Guys, just tell me: 
The Max Payne 2 sub-title was "*The Fall of Max Payne*" & he did fall.

So, now is he gonna rise from the Ashes? Or is this his grandson or something like that?


----------



## SWEET SNEHA (Mar 7, 2006)

yrana2002 said:
			
		

> Guys, just tell me:
> Or is this his grandson or something like that?



lol
    

Then it would've named as MAx Payne's Grandson's Rise


btw, how come he would hv grandsons or even a son/daughter

His wife died
MONA died
so 1st they'll hv to create a new story
or maybe be they find that Vladimir and Max are two long-lost brothers,who lost in Kumb mela


----------



## tech_cheetah (Mar 7, 2006)

hey if u had played the game in hardest difficulty u wud know the alternative ending of max payne 2... mona does not die .. just gets up kisses max payne in the end


----------



## SWEET SNEHA (Mar 7, 2006)

i heard/read about it

But didnt played again.......


----------



## hitman_never_dies (Mar 8, 2006)

*hey john fan*

u played max payne 2, can't believe it


----------



## Vyasram (Mar 8, 2006)

maybe itz

Max payne 3: Resurrection of Good (ol' max pane)


----------



## yrana2002 (Mar 8, 2006)

tech_cheetah said:
			
		

> hey if u had played the game in hardest difficulty u wud know the alternative ending of max payne 2... mona does not die .. just gets up kisses max payne in the end



They must be in heaven while doing that.
How can games have different story linings for different difficulties?


----------



## hitman_never_dies (Mar 9, 2006)

*To DADA*

Don't Be fooled by DADA PATEKAR

I can also create Max Payne 3 Photo,

*img70.imageshack.us/img70/1729/shot00109cw.th.jpg

www.maxpayne3.co.uk


----------



## Captain Crime (Mar 9, 2006)

lol

its so fke

u used paint 4 it

ha ha


----------



## hitman_never_dies (Mar 9, 2006)

*hey lozer*

u r so idiot man   .i know its fake i m just telling people.please god give this man atleast a .............   i didn't want to write but people understands.


----------



## softhunterdevil (Mar 11, 2006)

*:GOOD WORK:*

Nice work : Max Payne 3  
I would like to know ...How did you create it?...preferably in details!
Softwares you used or any graphics file you got...


----------



## kin.vachhani (Mar 11, 2006)

hey its not coming on pc its on xbox 360 get your self on earth till it comes to pc....
ofcouse u can use the simulator of xbox 360 if dont want to wait....


----------



## hitman_never_dies (Mar 11, 2006)

*Hey Dude*

Install "PipBoy mod 3.0" from www.download.com or www.zdnet.com and take screenshots by pressing F10 Key.
PipBoy Mod Size = 31.0 MB

Edit ur screenshot by adobe cs 2 or paint.
Bas chap do digit ke forum mey man.


----------



## Captain Crime (Mar 11, 2006)

lol

press SHIFT + PRINT SCREEN
in betweent the game

and paste in Paint

no need f downloading


----------



## hitman_never_dies (Mar 11, 2006)

*hey lozer*

shut up, i think u also paste ur face like this.u don't know anything. plz y don't u die.can u add extra guns idiot.look at these images.

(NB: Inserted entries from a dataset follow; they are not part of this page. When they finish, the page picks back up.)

PR #346, opened 2023-06-19
Daemon/Meson: Add a pkg-config file for ml-agentd

wooksong:
This PR adds a pkg-config file that provides details for using the Machine Machine Learning Agent service interfaces and includes it in the Tizen package, libmachine-learning-agent-devel.

### DIFF
--- a/daemon/meson.build
+++ b/daemon/meson.build
@@ -141,3 +141,10 @@ configure_file(input: '../dbus/machine-learning-agent.service.in',
   install_dir: systemd_service_dir,
   configuration: systemd_conf
 )
+
+ml_agentd_conf = configuration_data()
+ml_agentd_conf.merge_from(api_conf)
+configure_file(input: 'ml-agentd.pc.in', output: 'ml-agentd.pc',
+  install_dir: join_paths(api_install_libdir, 'pkgconfig'),
+  configuration: ml_agentd_conf
+)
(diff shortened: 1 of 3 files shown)


daemon/meson.build
```diff
@@ -141,3 +141,10 @@ configure_file(input: '../dbus/machine-learning-agent.service.in',
   install_dir: systemd_service_dir,
   configuration: systemd_conf
 )
+
+ml_agentd_conf = configuration_data()
+ml_agentd_conf.merge_from(api_conf)
+configure_file(input: 'ml-agentd.pc.in', output: 'ml-agentd.pc',
```
jaeyun-jung, line 147: Q: dependency to ml-agentd
https://github.com/nnstreamer/api/blob/9307dc7fbb5f79ed9d54a6e4555b275046467f65/c/meson.build#L60
.spec and debian-control
should we add dependency to ml-agentd for ml-service?

wooksong: In the spec file, dependency on ```libmachine-learning-agent``` is declared as follows:
```Requires:       libmachine-learning-agent  = %{version}-%{release}```

If you are asking about the dependency on the service, ```machine-learning-agent```, runtime dependency is required (but this will bring circular dependency) but not for build time dependency.

Runtime dependency will be addressed in another PR after testing some **Weak Dependency** policies on Debian and Tizen.

jaeyun-jung (approved):

songgot (approved):
LGTM, 
Duplicate 'Machine' in commit message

*img236.imageshack.us/img236/3036/shot00010tv.th.jpg

*img236.imageshack.us/img236/5301/shot00027xy.th.jpg


----------



## hitman_never_dies (Mar 11, 2006)

*Hey Dude*

Abay Captain Crime dar gaya kya.
what happen when u see these images.this is real.
PipBoy mod 3.0 
Hey Captain Crime can u add extra guns in mp2 by using paint.
hahahahhahahah


----------



## Captain Crime (Mar 11, 2006)

yeah i can do it

and u stoled this pic frm my house

chor

it was made by me
using paint
lauta de mere pic


----------



## hitman_never_dies (Mar 11, 2006)

*Hahaahahahha*

nah nah na naa captain crime bacha ro raha hain,chup ho jayo bache.


----------



## Captain Crime (Mar 11, 2006)

idhar to aa.......tuje pata lagega ki kaun baap hai aur kaun batccha


----------



## hitman_never_dies (Mar 11, 2006)

*hey lozer*

mujhe to aunty hi dikh rahi, to to ladki hain. hum ladkiyon pe haath nahi uthatey.


----------



## Captain Crime (Mar 11, 2006)

mein tere jaisa GAY thori na hoon......
this is a hot chick

and i luv her

tu to larkon pa hi haat fer
GAY kahinke


----------



## hitman_never_dies (Mar 11, 2006)

*Hey Dude*

Are you always so stupid or is today a special occasion?

Tu pagal hain ,tu GAY hain ,yaar kyon us ladki ki besati kar raha hain. chakkey sahi hain tere liye.
Thread Reported


----------



## Deep (Mar 11, 2006)

Okay guys...we dont need you..thank you for your posts..

both banned...


----------